Tell you what though. Two of us had hardtails on Saturday and one guy has a (quite old) Garry Fisher ridged MTB. So much for needing suspension. Guess who was blasting over the jumps and down the tracks the fastest? Not a fat pig who was bringing up the rear, that's for sure ;0)


----------



## GilesM (20 Oct 2008)

Mr Pig said:


> Thank you for the advice and encouragement. Talked about it, we are going to Glentress. Arn't all climbs hard? They are to me.
> 
> Tell you what though. Two of us had hardtails on Saturday and one guy has a (quite old) Garry Fisher ridged MTB. So much for needing suspension. Guess who was blasting over the jumps and down the tracks the fastest? Not a fat pig who was bringing up the rear, that's for sure ;0)



Carron Valley trails are fairly smooth for most of the route, so I wouldn't expect the suspension to help so much, however there are a few descents on the Glentress red run that are much rougher. It also takes time to get used to the trails, some people (especially those with a lower concern for their own safety) will always be a bit quicker initially, as you get more experienced your limits will get closer to the limits of the bike.

Enjoy Glentress, and let us know how you get on.


----------



## Renard (26 Oct 2008)

I went to CV today and I beg to differ as the trails are pretty rough IMO. There has been a little work on the pipe dream to smooth it out where it was really bad, but the runway has deteriorated somewhat from how it originally was a couple of years ago. There is a lot less fireroad since the new sections were put in last year. As far as Kelpies is concerned you will be fine if you roll up and over it. I find that there is a big rock which makes you take a line to the left on the approach although the ideal line is down the right side of the ramp.


----------



## Mr Pig (26 Oct 2008)

Kelpies is the first stone staircase ramp thing that you come to? I chickened out of that. One one of us did it actually.
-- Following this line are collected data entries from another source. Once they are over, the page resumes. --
PR #253, opened 2020-02-18
Change styling to mostly match the native renderer

### LINKED ISSUE #192: Adjust sizes, dimensions and paddings of the layout based on the native renderer

wooferzfg:
Fix #192

### DIFF
--- a/src/css/Timer.scss
+++ b/src/css/Timer.scss
@@ -1,11 +1,14 @@
 @import 'variables';
 
+$timer-font-size: 60px;
+$timer-top-margin: -10px;
+
 .timer-time {
-  font-size: 60px;
+  font-size: $timer-font-size;
   text-align: right;
   padding-left: $side-padding;
   padding-right: $side-padding;
   font-family: timer, sans-serif;
-  margin-top: -10px;
+  margin-top: $timer-top-margin;
   text-shadow: none;
 }
--- a/src/css/variables.scss
+++ b/src/css/variables.scss
@@ -2,11 +2,15 @@ $button-margin: 10px;
 $view-margin: 20px;
 
 $default-component-height: 24px;
-$default-component-line-height: 20px;
-$two-row-height: 40px;
-$two-row-line-height: 15px;
-$two-row-extra-padding: 2px;
-$side-padding: 6px;
+$line-height-to-component-height-ratio: 0.8;
+$default-line-height: $default-component-height * $line-height-to-component-height-ratio;
+$font-size-to-line-height-ratio: 0.85;
+$default-font-size: $default-line-height * $font-size-to-line-height-ratio;
+$two-row-height: $default-line-height + $default-component-height;
+$side-padding: $default-component-height * 0.35;
+$vertical-padding: ($default-component-height - $default-line-height) / 2;
+$thick-separator-width: $default-component-height * 0.1;
+$thin-separator-width: $thick-separator-width / 2;
 
 $border-color: #404040;
 
@@ -27,3 +31,9 @@ $light-row-color: #121212;
 
 $selected-row-color: linear-gradient(rgb(51, 115, 244) 0%, rgb(21, 53, 116) 100%);
 $selected-row-hover-color: linear-gradient(hsl(220, 90%, 70%) 0%, hsl(220, 69%, 40%) 100%);
+
+:export {
+  fontSizeToLineHeightRatio: $font-size-to-line-height-ratio;
+  lineHeightToComponentHeightRatio: $line-height-to-component-height-ratio;
+  sidePadding: $side-padding;
+}
--- a/src/layout/DetailedTimer.tsx
+++ b/src/layout/DetailedTimer.tsx
@@ -4,6 +4,11 @@ import { gradientToCss } from "../util/ColorUtil";
 import { renderToSVG } from "./Timer";
 
 import "../css/DetailedTimer.scss";
+import variables from "../css/variables.scss";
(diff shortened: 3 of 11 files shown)


src/css/variables.scss
```diff
@@ -2,11 +2,13 @@ $button-margin: 10px;
...
-$two-row-height: 40px;
-$two-row-line-height: 15px;
-$two-row-extra-padding: 2px;
-$side-padding: 6px;
+$default-line-height: $default-component-height * 0.8;
+$default-font-size: $default-line-height * 0.85;
+$two-row-height: $default-line-height + $default-component-height;
+$side-padding: $default-component-height * 0.35;
+$vertical-padding: ($default-component-height - $default-line-height) / 2;
+$thick-separator-width: $default-line-height * 0.1;
```
CryZe: shouldn't this be default-component-height * 0.1?

src/layout/DetailedTimer.tsx
```diff
@@ -25,6 +25,10 @@ export default class DetailedTimer extends React.Component<Props> {
         }
 
         const totalHeight = this.props.state.timer.height + this.props.state.segment_timer.height;
+        const topRowHeight = totalHeight * 0.55;
+        const bottomRowHeight = totalHeight - topRowHeight;
+        const topRowFontSize = topRowHeight * 0.5 * 0.85;
+        const bottomRowFontSize = bottomRowHeight * 0.5 * 0.8 * 0.85;
```
CryZe: These 0.85 and 0.8 seem a bit magical here. Those are the same as the ones in variables.scss right? I guess they should be named constants in there then.

CryZe: Oh wait, I guess importing from scss to js is probably not possible right? Oof

CryZe:
Looks like the CI script is having problems. The current week of 08 is being interpreted as base 8 due to the prefix 0. But 8 is not a valid digit in base 8.

CryZe:
I fixed the week number bug in the CI on master.

src/layout/DetailedTimer.tsx
wooferzfg: Apparently this works with webpack: https://github.com/LiveSplit/LiveSplitOne/blob/2ad32229541b75187409759379eddf6e1f3f534f/src/css/variables.scss#L35-L39

Pretty sweet 😄

src/css/Timer.scss
```diff
@@ -1,11 +1,14 @@
 @import 'variables';
 
+$timer-height: 60px;
```
CryZe: Is this even used anywhere? You can change the height of the timer in the layout settings, so we probably do a local style anyway and don't use this I would assume.

CryZe: Oh wait, this is for the font-size? Then idk maybe this is used?

CryZe:
Other than possibly what I mentioned and more reviewing, is there more that still needs to be done? I'm not entirely sure why this is still a draft.

wooferzfg:
I marked it as a draft because I would still like to go through all the components one more time to make sure I didn't miss anything, and because I wasn't sure whether we're OK with such a drastic change to the visual appearance (since everything looks bigger now). If you think the current appearance looks good, we can mark it as "ready for review".

CryZe:
> because I wasn't sure whether we're OK with such a drastic change to the visual appearance (since everything looks bigger now)

Yeah I think that's what we want anyway. On mobile all the text looks really small imo and once we have abbreviation support it should be fine.

src/layout/Timer.tsx
```diff
@@ -27,7 +28,7 @@ export function renderToSVG(
         case 4: shiftX = height / 0.71; break;
         default: throw new Error("Unexpected Fraction Length");
     }
-    const x = `${componentWidth - 6 - 0.85 * shiftX}px`;
+    const x = `${componentWidth - parseInt(sidePadding, 10) - 0.85 * shiftX}px`;
```
CryZe: Can we move this parsing out to basically where we import it? Otherwise it just unnecessarily gets run all the time.

src/layout/DetailedTimer.tsx
```diff
@@ -25,6 +30,10 @@ export default class DetailedTimer extends React.Component<Props> {
         }
 
         const totalHeight = this.props.state.timer.height + this.props.state.segment_timer.height;
+        const topRowHeight = totalHeight * 0.55;
+        const bottomRowHeight = totalHeight - topRowHeight;
+        const topRowFontSize = topRowHeight * 0.5 * fontSizeToLineHeightRatio;
```
CryZe: Also why don't we need to parse them here? Are we multiplying strings here?!

wooferzfg: I think it's implicitly converting the string to a number. We should definitely just do the conversion when we import the variable though.

PR #266, opened 2020-02-22
Remove the Roboto font

### LINKED ISSUE #265: Roboto font isn't cached by the Service Worker
It's hosted on Google. Either we explicitly cache it, or just host it ourselves. Keep in mind that the woff2 at the bottom of the screenshot also needs to be cached.

wooferzfg:
Fix #265

### DIFF
--- a/src/css/Table.scss
+++ b/src/css/Table.scss
@@ -46,7 +46,7 @@
   .number {
     text-align: right;
     font-weight: bold;
-    font-family: "Roboto", sans-serif;
+    font-variant-numeric: tabular-nums;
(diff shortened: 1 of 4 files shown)


CryZe:
I'm suprised only one test is failing tbh.

CryZe:
Also we should make it so the test failures get annotated in the code, like in lsc.

wooferzfg:
I think the reason that only one test is failing is because image hashing just doesn't work that well. There seem to be a lot of false positives/negatives with it for some reason.

PR #268, opened 2020-02-22
Improve regression testing

wooferzfg:
- Use longer hashes so we have fewer false passing tests.
- Add support for annotations.
- Treat test failures as warnings instead of errors since they're somewhat unreliable.
- Run tests after deployment so that we don't slow down the CD process.


wooferzfg:
Warnings seem to be working: https://github.com/LiveSplit/LiveSplitOne/actions/runs/43559024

I didn't think that any of the rest of it was too rough, it was kind of what I was expecting, but I think I'd crash on anything much harder that that.


----------



## Renard (27 Oct 2008)

Yeah the one after you have got to the very top and before you go back into the trees. 

BTW when I say that CV is rough I don't mean technical just rocky. You should manage GT ok although the climb up to the view point before spooky wood is tougher than anything at CV. To maximise fun on the way back down I recommend taking the blue route return after the Super G section (just for electric blue and the new section down falla brae which are superb for getting some speed).


----------



## Stig-OT-Dump (31 May 2010)

Is it worth my while taking my lad (8) to Carron? He's got his first geared bike (hardtail) and likes trails - can't manage too much technical stuff but likes single track.

He was over at Cathkin Braes today and enjoyed himself but I'd like to take him to some other places. All suggestions welcome.


----------



## GilesM (1 Jun 2010)

Stig-OT-Dump said:


> Is it worth my while taking my lad (8) to Carron? He's got his first geared bike (hardtail) and likes trails - can't manage too much technical stuff but likes single track.
> 
> He was over at Cathkin Braes today and enjoyed himself but I'd like to take him to some other places. All suggestions welcome.



I don't think Carron valley is really ideal for a boy that age, there is only really one trail and although it's not very technical, it could be quite a struggle, I would take him to Glentress where you could introduce him to things via the green run and then slowly move him up with bits of the Blue.


----------



## Stig-OT-Dump (1 Jun 2010)

Thanks Giles, much appreciated.
Stig


----------